First, some background. There are two loose, informal sub-communities within the autism community. I already talked about them more within the website, but they include a "pro-cure" camp and a "pro-acceptance" camp. These camps divide the community and, almost like political parties, one's feelings towards either camp generally line up with positions on a variety of autism-related issues, from treatments, to research, to organization.
The reason I gave you this background is that this schism applies to Autism Awareness Day vs Autism Acceptance Day, too. The pro-cure supporters mostly line up with Autism Awareness Day proponents. And Autism Acceptance Day was created as a pro-acceptance alternative and generally intended to be a direct counterpoint to Autism Awareness Day.
To choose to support one cause, awareness or acceptance, is generally to choose to deny another. And so here I stand, stuck in the middle because I support both causes. I support autism awareness, not the cocktail party "1 in 68" kind, but true awareness of the existence of autistic individuals towards the goal of helping children get diagnosed. Granted, I believe the importance of this goal is waning in the United States, as we've done a superb job of making people aware of autism's existence here, but as someone who has traveled abroad, I strongly feel that autism awareness is a critical cause in other countries I've visited, like China.

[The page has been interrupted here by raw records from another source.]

PR #161, opened 2022-08-31
Cleanup method

nwlandry:
* Added a cleanup method that removes artifacts specified by the user: multi-edges, singletons, isolates. It also can convert all labels to consecutive integers.
* Modified the `duplicates()` method to not include the first instance of the node/edge in the list of duplicates, so that when you call `H.remove_edges_from(H.edges.duplicates())` it only removes the redundant edges, not all of the edges. In preparation of only supporting non-loopy edges, the `duplicates()` method has been simplified to not differentiate between duplicate nodes in an edge.

### DIFF
--- a/xgi/classes/hypergraph.py
+++ b/xgi/classes/hypergraph.py
@@ -282,7 +282,7 @@ class Hypergraph:
 
         """
         if node not in self._node:
-            self._node[node] = []
+            self._node[node] = set()
             self._node_attr[node] = self._node_attr_dict_factory()
         self._node_attr[node].update(attr)
 
@@ -316,7 +316,7 @@ class Hypergraph:
                 newdict = attr.copy()
                 newdict.update(ndict)
             if newnode:
-                self._node[n] = []
+                self._node[n] = set()
                 self._node_attr[n] = self._node_attr_dict_factory()
             self._node_attr[n].update(newdict)
 
@@ -415,13 +415,13 @@ class Hypergraph:
             raise XGIError("Cannot add an empty edge")
 
         uid = next(self._edge_uid) if not id else id
-        self._edge[uid] = []
+        self._edge[uid] = set()
         for node in members:
             if node not in self._node:
-                self._node[node] = []
+                self._node[node] = set()
                 self._node_attr[node] = self._node_attr_dict_factory()
-            self._node[node].append(uid)
-            self._edge[uid].append(node)
+            self._node[node].add(uid)
+            self._edge[uid].add(node)
 
         self._edge_attr[uid] = self._hyperedge_attr_dict_factory()
         self._edge_attr[uid].update(attr)
@@ -532,9 +532,9 @@ class Hypergraph:
                     raise XGIError("Invalid ebunch format") from e
                 for n in members:
                     if n not in self._node:
-                        self._node[n] = []
+                        self._node[n] = set()
                         self._node_attr[n] = self._node_attr_dict_factory()
-                    self._node[n].append(uid)
+                    self._node[n].add(uid)
                 self._edge_attr[uid] = self._hyperedge_attr_dict_factory()
             return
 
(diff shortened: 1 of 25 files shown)


xgi/classes/hypergraph.py
```diff
@@ -964,3 +964,47 @@ def dual(self):
         dual._hypergraph = deepcopy(self._hypergraph)
 
         return dual
+
+    def cleanup(
+        self,
+        remove_isolates=True,
+        remove_singletons=True,
+        remove_multiedges=True,
```
leotrs, line 972:
```suggestion
        isolates=True,
        singletons=True,
        multiedges=True,
```

xgi/classes/hypergraph.py
```diff
@@ -964,3 +964,47 @@ def dual(self):
...
+
+        Parameters
+        ----------
+        remove_isolates : bool, optional
+            Whether to remove isolated nodes, by default True
+        remove_singletons : bool, optional
+            Whether to remove singleton edges, by default True
+        remove_multiedges : bool, optional
+            Whether to remove duplicate edges, by default True
+        reindex : bool, optional
```
leotrs, line 985: the name of the function contains the word `label` so to keep it consistent, this parameter should be called `relabel` too

xgi/classes/reportviews.py
```diff
@@ -375,7 +375,8 @@ def duplicates(self):
         Notes
         -----
         The IDs returned are in an arbitrary order, that is duplicates are not
-        guaranteed to be consecutive.
+        guaranteed to be consecutive. For IDs with the same bipartite neighbors,
+        only the first ID added is not a duplicate.
```
leotrs, line 379:
```suggestion
        guaranteed to be consecutive.
        If two IDs have the same bipartite neighbors, only one of them is returned.
```

leotrs: I wonder if we should add an option to return all of them, not only those ones that are actually repeated (and ignoring the first one). In a way, `duplicates` is similar to a `groupby` operation (it's grouping IDs that have the same bipartite neighbors) and `groupby` operations always return all of the elements involved, they never ignore the first one.

leotrs: Or am I overthinking things again? :sweat_smile:

xgi/convert.py
```diff
@@ -88,7 +88,9 @@ def convert_to_hypergraph(data, create_using=None):
         from_incidence_matrix(data, create_using)
 
     else:
-        raise XGIError("Not able to convert to a hypergraph because the input data was not a supported type!")
+        raise XGIError(
+            "Not able to convert to a hypergraph because the input data was not a supported type!"
```
leotrs, line 92:
```suggestion
            "Input data has unsupported type."
```

xgi/classes/hypergraph.py
```diff
@@ -964,3 +964,47 @@ def dual(self):
...
+            ee = temp.edges
+
+            self.remove_nodes_from(list(self._node))
+            self.add_nodes_from((n, deepcopy(attr)) for n, attr in nn.items())
+            
+            self.remove_edges_from(list(self._edge))
+            self.add_edges_from(
+            (e, id, deepcopy(temp.edges[id]))
+            for id, e in ee.members(dtype=dict).items()
+        )
```
leotrs, line 1009: Make sure to run black on this.

leotrs (changes requested):
Thanks for this! BTW, does this depend on #162?

Also, should we add a parameter `in_place`? If `in_place` is False, then a new hypergraph is returned and the original one is left intact. This might simplify some of the code inside the `if reindex:` branch.

xgi/classes/hypergraph.py
nwlandry: Done.

xgi/classes/hypergraph.py
nwlandry: Done.

xgi/classes/hypergraph.py
nwlandry: Done.

xgi/classes/reportviews.py
nwlandry: Added as issue [#163](https://github.com/ComplexGroupInteractions/xgi/issues/163).

leotrs:
Pro tip: next time try rebasing your PR rather than merging main into it bc it makes it hard to review. The current diff shows both changes from this PR as well as the other one. If rebasing does not work/is scary, you can also just close it and start a new PR.

leotrs (approved):

Issue #158, opened 2022-08-30
Coerce all edges to sets


leotrs:
This will be done in order to forbid the appearance of repeated nodes in an edge (such an edge is called "loopy" hyperedge). @nwlandry and I discussed this and realized that XGI incurs in non-trivial performance costs due to supporting loopy hypergedges, however the number of applications where loopy hyperedges is necessary or useful is very few. So the tradeoff is just not there. We have decided to NOT support loopy hyperedges from now on. In essence, this means that the members of each edge (and also the memberships of each node) will be stored as sets. So even if the user passes in a list or some other collection, it will be coerced into a set.

PR #162, opened 2022-08-31
Convert to sets

nwlandry:
Converted all instances of edges to sets from lists in response to #158. Changed unit tests to reflect this.

### DIFF
--- a/tests/classes/test_hypergraph.py
+++ b/tests/classes/test_hypergraph.py
@@ -26,11 +26,11 @@ def test_constructor(edgelist5, dict5, incidence5, dataframe5):
         == list(H_hg.edges)
     )
     assert (
-        list(H_list.edges.members(0))
-        == list(H_dict.edges.members(0))
-        == list(H_mat.edges.members(0))
-        == list(H_df.edges.members(0))
-        == list(H_hg.edges.members(0))
+        H_list.edges.members(0)
+        == H_dict.edges.members(0)
+        == H_mat.edges.members(0)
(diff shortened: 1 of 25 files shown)


tests/test_convert.py
```diff
@@ -42,12 +42,12 @@ def test_convert_to_graph(edgelist2, edgelist5):
 
 def test_to_hyperedge_list(edgelist1):
```
leotrs, line 43: We should change the definitions of `edgelistX` in `conftest.py` to be sets. Then we won't need all those list comprehensions later on.

leotrs (changes requested):
Thanks so much for taking the lead on this one! Does this depend on #161 ?

tests/classes/test_hypergraph.py
```diff
@@ -187,66 +187,66 @@ def test_add_node_to_edge():
...
     assert H.edges.members(dtype=dict) == {
-        "fruits": ["apple", "banana", "pear"],
-        "veggies": ["lettuce"],
+        "fruits": {"apple", "banana", "pear"},
+        "veggies": {"lettuce"},
     }
 
 
 def test_add_edges_from_iterable_of_members():
     edges = [[0, 1], [1, 2], [2, 3, 4]]
```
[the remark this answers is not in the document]
nwlandry: Good call.

tests/test_convert.py
nwlandry: done.

leotrs (approved):

PR #165, opened 2022-09-07
Generalized node-edge centrality

### LINKED ISSUE #132: Make `node_edge_centrality` more general
In "Node and edge nonlinear eigenvector centrality for hypergraphs" by Tudisco and Higham, their formalism is more general than the implementation in xgi because
1. It allows general functions for both nodes and edges
2. Nodes and edges may be weighted
3. One can use norms besides the L2 norm.

nwlandry:
Added lambda function default arguments for $f$, $g$, $\varphi$, $\psi$ as defined by Tudisco and Higham. Default behavior is identical as before. Fixes #132.

### DIFF
--- a/xgi/algorithms/centrality.py
+++ b/xgi/algorithms/centrality.py
@@ -157,13 +157,33 @@ def apply(H, x, g=lambda v, e: np.sum(v[list(e)])):
     return new_x
 
 
-def node_edge_centrality(H, max_iter=100, tol=1e-6):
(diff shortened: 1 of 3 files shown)


leotrs (approved):
Documentation could be nicer, but I'm approving because we have bigger fish to fry.

Also, can you please open an issue recording the problem of having a single algorithm in three places (algorithms, nodestats, edgestats).

PR #169, opened 2022-09-13
Add asv for benchmarking

nwlandry:
Added a benchmarking suite for the core hypergraph data structure and a README explaining how to use asv.


nwlandry:
Made a mistake renaming the branch...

Yet I support autism acceptance as well. Because I look at what my sister needs and wants and what the children I've cared for over the years would benefit from, and hands down the answer is acceptance. Acceptance, as they say in the community, is an action. It's seeing the autistic individual in front of you and still giving them all the accommodations and therapy that will help them - but at the same time, it's valuing them for who they are. And that is one of the most important gifts you can give any autistic person.
But more than either one of those, I support a third cause, that of autism understanding. Because understanding is the bridge to acceptance. After all, if you're merely aware of autism but think it's a symptom of a disease separate from your child, or that your child is "trapped in their autistic world" a terrible world from which they can emerge if only you find the right treatment, when told that you should accept your child as autistic you're more likely to scoff or even react with horror at the notion than to do so.

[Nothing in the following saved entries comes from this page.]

PR #173, opened 2022-09-21
Speedup drawing

nwlandry:
Attempted to make `xgi.draw()` a bit faster.

### DIFF
--- a/tutorials/Tutorial 5 - Plotting.ipynb
+++ b/tutorials/Tutorial 5 - Plotting.ipynb
@@ -272,8 +272,7 @@
     "    pos,\n",
     "    node_size=H.nodes.degree,\n",
     "    node_lw=H.nodes.degree,\n",
-    "    node_fc=H.nodes.cec_centrality,\n",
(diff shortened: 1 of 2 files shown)


leotrs (approved):
Out of curiosity, do you know how much faster this is?

nwlandry:
> Out of curiosity, do you know how much faster this is?

Tested on the email-enron dataset (after cleanup with default argument) for the edges and the size EdgeStat:
_color_arg_to_dict (old): 3.08 s ± 290 ms per loop (mean ± std. dev. of 7 runs, 1 loop each)
_color_arg_to_dict (new): 119 ms ± 9.86 ms per loop (mean ± std. dev. of 7 runs, 10 loops each)
_scalar_arg_to_dict (old): 2.74 s ± 294 ms per loop (mean ± std. dev. of 7 runs, 1 loop each)
_scalar_arg_to_dict (new): 3.19 ms ± 74.5 µs per loop (mean ± std. dev. of 7 runs, 100 loops each)

leotrs:
So a 1000x speedup???? Jeez.

Issue #183, opened 2022-10-03
add function to get number of edges of size d


maximelucas:
We don't an easy short way of doing this anymore. 

Right now we can do it as `len(H.edges.filterby("size", d))`.

PR #192, opened 2022-10-05
Minor feats

maximelucas:
Implements #183 and #184.


leotrs:
@nwlandry recently we discussed making `num_edges` a method instead of a property - do you remember what was the context of that? If we ever get to that, then we might as well just add the `order` parameter to `num_edges` instead of adding a second method like on this PR.

nwlandry:
I believe that this was in the context of simplicial complexes where there are different notions of number of simplices (i.e., is it all the subfaces as well, or just maximal simplices?)

PR #200, opened 2022-10-24
Partial clique complex

maximelucas:
Added an option to fill only some cliques with probabilities `ps` to `xgi.flag_complex()`.

Started this branch a long time ago so we'll need to merge main, but easier to check the new code before that.


leotrs:
> Started this branch a long time ago so we'll need to merge main, but easier to check the new code before that.

An alternative is to rebase your branch over main, which gives a much cleaner commit :) Don't do it now tho since it usually does not play well with open PRs..

xgi/generators/classic.py
```diff
@@ -191,16 +201,26 @@ def flag_complex(g, max_order=2, seed=None):
...
+    if not ps: # promote all cliques
+        S.add_simplices_from(max_cliques, max_order=max_order)
+    else: # promote cliques with a given probability
+        for i, p in enumerate(ps[:max_order - 1]):
+            d = i + 2 # simplex order
+            cliques_d = [x for x in max_cliques if len(x) == d + 1]
+            cliques_d_to_add = []
+            for el in cliques_d:
+                if seed.random() <= p:
+                    cliques_d_to_add.append(el)
```
leotrs, line 228:
```suggestion
            cliques_d_to_add = [el for el in cliques_d if if seed.random() <= p]
```

maximelucas:
We'll have to try one day hehe. I've just resolved the conflicts now actually. You're too fast, had not seen your message :)

xgi/generators/classic.py
```diff
@@ -196,17 +206,27 @@ def flag_complex(g, max_order=2, seed=None):
...
     S = SimplicialComplex()
     S.add_nodes_from(nodes)
-    S.add_simplices_from(max_cliques, max_order=max_order)
+    S.add_simplices_from(edges)
+    if not ps: # promote all cliques
+        S.add_simplices_from(max_cliques, max_order=max_order)
+    else: # promote cliques with a given probability
+        for i, p in enumerate(ps[:max_order - 1]):
+            d = i + 2 # simplex order
+            cliques_d = [x for x in max_cliques if len(x) == d + 1]
```
leotrs, line 224: Here, you are iterating over `max_cliques` once per iteration of the loop on line 222. A better way of doing this would be to define a dictionary before the loop starts:
```python3
cliques_d = defaultdict(list)
for x in max_cliques:
    cliques_d[len(x)].append(x)
```
and then just use `cliques_d[d+1]` in each of the iterations of the loop. This should in general be faster IF we expect `max_cliques` to be large...

leotrs (changes requested):

xgi/generators/classic.py
maximelucas: Nice thanks!

xgi/generators/classic.py
```diff
@@ -196,17 +207,26 @@ def flag_complex(g, max_order=2, seed=None):
...
+    else: # promote cliques with a given probability
+        cliques_d = defaultdict(list)
+        for x in max_cliques:
+            cliques_d[len(x)].append(x)
+        for i, p in enumerate(ps[:max_order - 1]):
+            d = i + 2 # simplex order
+            cliques_d_to_add = [el for el in cliques_d[d+1] if seed.random() <= p]
+            S.add_simplices_from(cliques_d_to_add, max_order=max_order)
 
     return S
```
leotrs, line 231: This is just a tiny nitpick, feel free to ignore (I'm already accepting). I prefer this because in this way, the code that actually does most of the work ends up on a lower level of indentation so it's easier to read:

```suggestion
    if not ps: # promote all cliques
        S.add_simplices_from(max_cliques, max_order=max_order)
        return S
        
    # promote cliques with a given probability
    cliques_d = defaultdict(list)
    for x in max_cliques:
        cliques_d[len(x)].append(x)
            
    for i, p in enumerate(ps[:max_order - 1]):
        d = i + 2 # simplex order
        cliques_d_to_add = [el for el in cliques_d[d+1] if seed.random() <= p]
        S.add_simplices_from(cliques_d_to_add, max_order=max_order)

    return S
```

leotrs (approved):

I guess what I'm saying is, there are three causes in the autism community: Awareness, Acceptance, and Understanding. Here in the United States, we've done a great job with awareness and we're moving on to acceptance, but before we can get there we need the bridge of understanding to guide us. Thankfully, I think that's a cause that anyone in the autism community would be proud to stand behind.
So this month, I'm going to devote myself to the cause of Autism Understanding, along with Autism Awareness and Autism Acceptance. Each day I'm going to share a new photo that promotes understanding of autistic individuals and seeks to combat stigma and false ideas about autism. Feel free to share mine or make your own.
Together, we can make the world a better place for autistic people.